■ **Task description**:
From the records below, extract only the lines running from the line with "Add more types to" to the line with "-87,7 +95,7 @@", both lines included, reproducing them exactly.

■ **Data for this task**:
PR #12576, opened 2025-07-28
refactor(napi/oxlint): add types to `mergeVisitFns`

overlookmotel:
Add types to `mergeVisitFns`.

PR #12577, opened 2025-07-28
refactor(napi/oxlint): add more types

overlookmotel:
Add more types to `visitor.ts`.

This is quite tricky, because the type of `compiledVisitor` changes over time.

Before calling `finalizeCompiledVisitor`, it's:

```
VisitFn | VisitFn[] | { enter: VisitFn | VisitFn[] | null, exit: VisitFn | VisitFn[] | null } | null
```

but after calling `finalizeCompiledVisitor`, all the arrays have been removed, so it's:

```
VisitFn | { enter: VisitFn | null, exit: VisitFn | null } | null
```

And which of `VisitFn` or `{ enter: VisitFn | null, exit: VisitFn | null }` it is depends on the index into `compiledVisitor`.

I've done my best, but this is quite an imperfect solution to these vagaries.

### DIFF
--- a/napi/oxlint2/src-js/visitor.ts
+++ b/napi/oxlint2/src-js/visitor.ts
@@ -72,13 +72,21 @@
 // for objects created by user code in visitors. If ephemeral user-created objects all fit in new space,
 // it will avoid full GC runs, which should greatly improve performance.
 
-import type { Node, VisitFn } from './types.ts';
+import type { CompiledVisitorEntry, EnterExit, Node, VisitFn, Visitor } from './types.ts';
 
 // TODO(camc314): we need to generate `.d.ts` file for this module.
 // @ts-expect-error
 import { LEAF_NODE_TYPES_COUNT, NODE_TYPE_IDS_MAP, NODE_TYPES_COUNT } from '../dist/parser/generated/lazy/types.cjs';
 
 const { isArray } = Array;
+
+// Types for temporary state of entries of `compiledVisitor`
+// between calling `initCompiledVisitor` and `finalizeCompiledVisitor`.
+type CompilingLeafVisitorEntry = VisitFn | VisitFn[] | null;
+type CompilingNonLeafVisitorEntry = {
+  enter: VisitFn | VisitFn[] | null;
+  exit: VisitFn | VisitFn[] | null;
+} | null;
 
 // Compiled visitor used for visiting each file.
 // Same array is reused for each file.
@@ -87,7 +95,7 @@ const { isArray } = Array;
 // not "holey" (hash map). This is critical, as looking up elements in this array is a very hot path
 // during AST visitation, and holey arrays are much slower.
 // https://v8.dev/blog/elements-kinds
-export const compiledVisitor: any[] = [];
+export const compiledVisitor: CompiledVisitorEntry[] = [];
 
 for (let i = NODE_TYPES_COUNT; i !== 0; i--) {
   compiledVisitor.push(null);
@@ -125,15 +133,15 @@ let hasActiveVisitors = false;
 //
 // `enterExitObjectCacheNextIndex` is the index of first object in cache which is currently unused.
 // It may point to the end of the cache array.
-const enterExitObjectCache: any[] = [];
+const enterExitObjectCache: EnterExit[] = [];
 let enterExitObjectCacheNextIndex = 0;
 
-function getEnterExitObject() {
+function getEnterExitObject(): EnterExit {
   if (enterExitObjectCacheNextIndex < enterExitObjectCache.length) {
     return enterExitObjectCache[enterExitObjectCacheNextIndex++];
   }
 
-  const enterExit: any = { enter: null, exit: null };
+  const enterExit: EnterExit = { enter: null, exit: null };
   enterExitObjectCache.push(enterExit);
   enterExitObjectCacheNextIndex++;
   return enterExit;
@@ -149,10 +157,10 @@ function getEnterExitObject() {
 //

==

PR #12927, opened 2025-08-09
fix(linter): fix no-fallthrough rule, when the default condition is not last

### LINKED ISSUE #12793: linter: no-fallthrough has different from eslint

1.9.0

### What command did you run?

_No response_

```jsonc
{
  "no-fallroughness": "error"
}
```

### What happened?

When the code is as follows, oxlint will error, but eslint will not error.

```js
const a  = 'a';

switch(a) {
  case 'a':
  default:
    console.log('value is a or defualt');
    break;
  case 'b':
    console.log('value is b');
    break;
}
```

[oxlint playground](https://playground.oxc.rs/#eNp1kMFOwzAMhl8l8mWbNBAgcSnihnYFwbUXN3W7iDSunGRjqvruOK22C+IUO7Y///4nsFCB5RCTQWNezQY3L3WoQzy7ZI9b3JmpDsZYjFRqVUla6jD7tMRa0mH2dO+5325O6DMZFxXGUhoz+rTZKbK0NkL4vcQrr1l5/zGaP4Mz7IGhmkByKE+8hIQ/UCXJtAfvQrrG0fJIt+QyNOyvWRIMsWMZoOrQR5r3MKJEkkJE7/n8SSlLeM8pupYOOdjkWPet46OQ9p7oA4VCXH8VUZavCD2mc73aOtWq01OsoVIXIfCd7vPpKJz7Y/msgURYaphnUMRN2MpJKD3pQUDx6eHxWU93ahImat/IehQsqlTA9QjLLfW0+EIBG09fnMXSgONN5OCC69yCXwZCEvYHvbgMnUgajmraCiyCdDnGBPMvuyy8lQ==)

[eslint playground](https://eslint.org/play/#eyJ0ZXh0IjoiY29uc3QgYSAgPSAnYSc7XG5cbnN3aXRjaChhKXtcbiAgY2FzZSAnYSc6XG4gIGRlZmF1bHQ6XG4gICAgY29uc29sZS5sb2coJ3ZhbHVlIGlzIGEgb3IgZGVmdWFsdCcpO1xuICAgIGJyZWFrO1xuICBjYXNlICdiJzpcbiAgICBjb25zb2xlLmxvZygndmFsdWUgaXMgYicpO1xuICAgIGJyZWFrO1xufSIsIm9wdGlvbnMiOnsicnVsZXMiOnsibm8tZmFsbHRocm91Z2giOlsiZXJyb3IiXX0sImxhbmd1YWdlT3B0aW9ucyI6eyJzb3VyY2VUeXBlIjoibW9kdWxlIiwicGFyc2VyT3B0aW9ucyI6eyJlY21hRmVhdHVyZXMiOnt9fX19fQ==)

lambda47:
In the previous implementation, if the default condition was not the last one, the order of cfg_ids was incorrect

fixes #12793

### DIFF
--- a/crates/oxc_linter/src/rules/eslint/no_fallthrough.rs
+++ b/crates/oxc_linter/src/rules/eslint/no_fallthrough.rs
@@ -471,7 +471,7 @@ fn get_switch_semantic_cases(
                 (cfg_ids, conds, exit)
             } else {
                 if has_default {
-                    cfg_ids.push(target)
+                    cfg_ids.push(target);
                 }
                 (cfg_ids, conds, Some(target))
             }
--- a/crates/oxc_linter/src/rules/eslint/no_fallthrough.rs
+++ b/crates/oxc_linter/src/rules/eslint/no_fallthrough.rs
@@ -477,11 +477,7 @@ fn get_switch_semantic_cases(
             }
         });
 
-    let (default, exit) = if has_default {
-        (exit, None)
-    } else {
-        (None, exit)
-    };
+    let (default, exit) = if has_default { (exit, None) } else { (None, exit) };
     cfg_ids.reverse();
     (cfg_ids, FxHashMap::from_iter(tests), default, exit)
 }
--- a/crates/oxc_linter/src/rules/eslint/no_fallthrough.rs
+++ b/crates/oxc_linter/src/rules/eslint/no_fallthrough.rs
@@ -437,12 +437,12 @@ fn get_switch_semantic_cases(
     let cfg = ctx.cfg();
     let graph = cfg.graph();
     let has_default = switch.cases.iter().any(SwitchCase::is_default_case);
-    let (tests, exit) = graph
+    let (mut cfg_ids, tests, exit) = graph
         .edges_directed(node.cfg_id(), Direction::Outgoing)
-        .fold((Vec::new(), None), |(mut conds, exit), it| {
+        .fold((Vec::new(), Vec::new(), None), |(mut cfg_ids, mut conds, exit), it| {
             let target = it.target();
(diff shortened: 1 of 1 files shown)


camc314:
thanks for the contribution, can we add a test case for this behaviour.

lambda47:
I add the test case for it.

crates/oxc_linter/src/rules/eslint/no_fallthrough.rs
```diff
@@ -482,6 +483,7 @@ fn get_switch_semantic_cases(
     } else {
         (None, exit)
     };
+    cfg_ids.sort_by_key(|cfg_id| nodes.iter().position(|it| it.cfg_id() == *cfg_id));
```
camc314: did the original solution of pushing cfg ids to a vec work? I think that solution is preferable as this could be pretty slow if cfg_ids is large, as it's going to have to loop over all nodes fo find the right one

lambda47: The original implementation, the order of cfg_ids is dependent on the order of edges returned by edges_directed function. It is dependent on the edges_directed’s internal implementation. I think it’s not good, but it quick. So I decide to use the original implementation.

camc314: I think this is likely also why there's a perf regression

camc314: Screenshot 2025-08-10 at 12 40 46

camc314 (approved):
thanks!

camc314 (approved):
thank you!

■ **Solution for this exercise**:
Add more types to `visitor.ts`.

This is quite tricky, because the type of `compiledVisitor` changes over time.

Before calling `finalizeCompiledVisitor`, it's:

```
VisitFn | VisitFn[] | { enter: VisitFn | VisitFn[] | null, exit: VisitFn | VisitFn[] | null } | null
```

but after calling `finalizeCompiledVisitor`, all the arrays have been removed, so it's:

```
VisitFn | { enter: VisitFn | null, exit: VisitFn | null } | null
```

And which of `VisitFn` or `{ enter: VisitFn | null, exit: VisitFn | null }` it is depends on the index into `compiledVisitor`.

I've done my best, but this is quite an imperfect solution to these vagaries.

### DIFF
--- a/napi/oxlint2/src-js/visitor.ts
+++ b/napi/oxlint2/src-js/visitor.ts
@@ -72,13 +72,21 @@
 // for objects created by user code in visitors. If ephemeral user-created objects all fit in new space,
 // it will avoid full GC runs, which should greatly improve performance.
 
-import type { Node, VisitFn } from './types.ts';
+import type { CompiledVisitorEntry, EnterExit, Node, VisitFn, Visitor } from './types.ts';
 
 // TODO(camc314): we need to generate `.d.ts` file for this module.
 // @ts-expect-error
 import { LEAF_NODE_TYPES_COUNT, NODE_TYPE_IDS_MAP, NODE_TYPES_COUNT } from '../dist/parser/generated/lazy/types.cjs';
 
 const { isArray } = Array;
+
+// Types for temporary state of entries of `compiledVisitor`
+// between calling `initCompiledVisitor` and `finalizeCompiledVisitor`.
+type CompilingLeafVisitorEntry = VisitFn | VisitFn[] | null;
+type CompilingNonLeafVisitorEntry = {
+  enter: VisitFn | VisitFn[] | null;
+  exit: VisitFn | VisitFn[] | null;
+} | null;
 
 // Compiled visitor used for visiting each file.
 // Same array is reused for each file.
@@ -87,7 +95,7 @@ const { isArray } = Array;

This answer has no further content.